Why Kodály, Poulenc and Janáček? These are three European composers with utterly distinctive individual voices, but linked by their continued use of tonality (at times when tonality was becoming less fashionable!). I wanted to record Kodály’s Missa Brevis for release in his 50th anniversary year, contrasting it with Poulenc’s Mass, written only a few years earlier. Kodály and Janáček form a natural pairing; they both fell under the spell of folk music, shared a passion for music education, and had the desire to create new musical languages emancipated from the grip of the Austro-Germanic tradition. As it happens, both the Janáček and Kodály works were first heard with harmonium rather than organ, though we employ the latter on this recording.

The disc’s title, KYRIE – ‘Lord’, links the opening word of the Mass with the Lord’s Prayer. Another title I considered was ‘Chléb’; I have already mentioned the significance in Otče náš of this Old Church Slavonic word, ‘Bread.’ The broken bread of Communion on our cover image brings to mind not only the central moment of the Eucharist, but also Kodály’s subtitle ‘Mass in time of War’, provoking thoughts of a broken world. The sound of the initial consonant of KYRIE seems to me to evoke a sense of fracture. Poulenc’s Mass in G was also influenced by a sense of loss and brokenness, after an acquaintance of his was killed in a horrific car crash. This fellow composer who died was not a friend, but—even worse—it was someone with whom Poulenc had fallen out.

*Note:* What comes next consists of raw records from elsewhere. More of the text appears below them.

PR #564, opened 2026-08-01
perf: replace O(n^2) array scans in updateStateMap with O(1) map lookups

### LINKED ISSUE #558: performance: updateStateMap performs repeated linear lookups when removing stale state entries
## Description

`updateStateMap` checks whether existing state URLs are still present by repeatedly calling the helper function `contains()`.

Because `contains()` performs a linear scan, repeated lookups inside the cleanup loop result in quadratic time complexity.

## Current Behavior

```go
func contains(slice []string, item string) bool {
    for _, s := range slice {
        if s == item {
            return true
        }
    }
    return false
}
```

The helper is repeatedly invoked while iterating through existing state entries.

## Impact

For satellites managing a large number of groups or repositories, the cleanup phase performs unnecessary repeated linear searches, increasing CPU time during every synchronization cycle.

## Suggested Fix

Build a `map[string]struct{}` from the incoming URL list before iterating.

This reduces membership checks to O(1) and lowers the overall cleanup complexity from O(n²) to O(n).

## Files Affected

- `internal/satellite/state/state_process.go`

doraem-on:
Fixes #558

## Summary

`updateStateMap` performs repeated membership checks while reconciling the incoming state with the existing state map.

This change replaces repeated linear lookups with hash-based lookups, reducing the cost of membership checks and improving scalability for larger state sets.

## Why

The previous implementation relied on the helper function `contains()`, which performs a linear scan for every lookup.

As the number of tracked states grows, these repeated searches increase the amount of work performed during each synchronization cycle.

Using hash-based lookups allows membership checks to complete in constant time.

## Changes

- Built lookup maps from the incoming and existing state collections.
- Replaced repeated slice searches with map lookups.
- Removed the now-unused `contains()` helper.

## Testing

- No functional behavior was changed.
- Existing test suites continue to pass.
- Verified that state reconciliation produces the same results after the refactor.

## Additional Context

This optimization was identified while reviewing the satellite state synchronization path. It improves scalability without changing the behavior of the reconciliation logic.

<a href="https://cubic.dev/pr/container-registry/harbor-satellite/pull/564?utm_source=github" target="_blank" rel="noopener noreferrer" data-no-image-dialog="true"><picture><source media="(prefers-color-scheme: dark)" srcset="https://www.cubic.dev/buttons/review-in-cubic-dark.svg"><source media="(prefers-color-scheme: light)" srcset="https://www.cubic.dev/buttons/review-in-cubic-light.svg">Review in cubic</picture></a>

## Summary by CodeRabbit

* **Performance**
  * Improved state processing efficiency, especially when handling larger sets of state URLs, resulting in faster updates.
* **Bug Fixes**
  * Preserved existing behavior when adding, retaining, or removing state URLs.
* **Reliability**
  * Added coverage for state updates involving URL additions, removals, and unchanged state, helping ensure consistent results.


bupd (approved):
/lgtm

Kodály’s Missa Brevis belies its title by being symphonic in range and scale. To give but one example: delicate second-inversion chords (i.e. without the conventional bass note) give a heavenly sense of weightlessness in the Hosannas and Christe eleison. By contrast, the preceding, cowering Kyrie eleison is intensely human. Walter Susskind wrote of Janáček that ‘he was the synthesis of an awesome temperament and tender dreamfulness, of stormy energy and gentle sensibility.’ Poulenc was also full of contrasts. His great collaborator, Pierre Bernac, wrote of the need for a great variety of colours in singing Poulenc’s songs—‘light, clear, transparent, suspended or very dark, warm, rich, weighty.’ In addition, Poulenc seems to me to call for an orchestral palette of textures in the Mass—shimmering muted strings, dry Stravinskian astringency, dancing woodwind in the Sanctus, sometimes great clarity, at other times much use of a piano’s sustaining pedal. We have made an attempt to evoke that ever-changing soundscape. Passages such as ‘Domine Deus’ in the Gloria call to mind the words of the great French poet and philosopher Paul Valéry, much admired by Poulenc: ‘He who would write his dream must be completely awake.’ Such dreams are what enable music to open a window into the world beyond. Dona nobis pacem.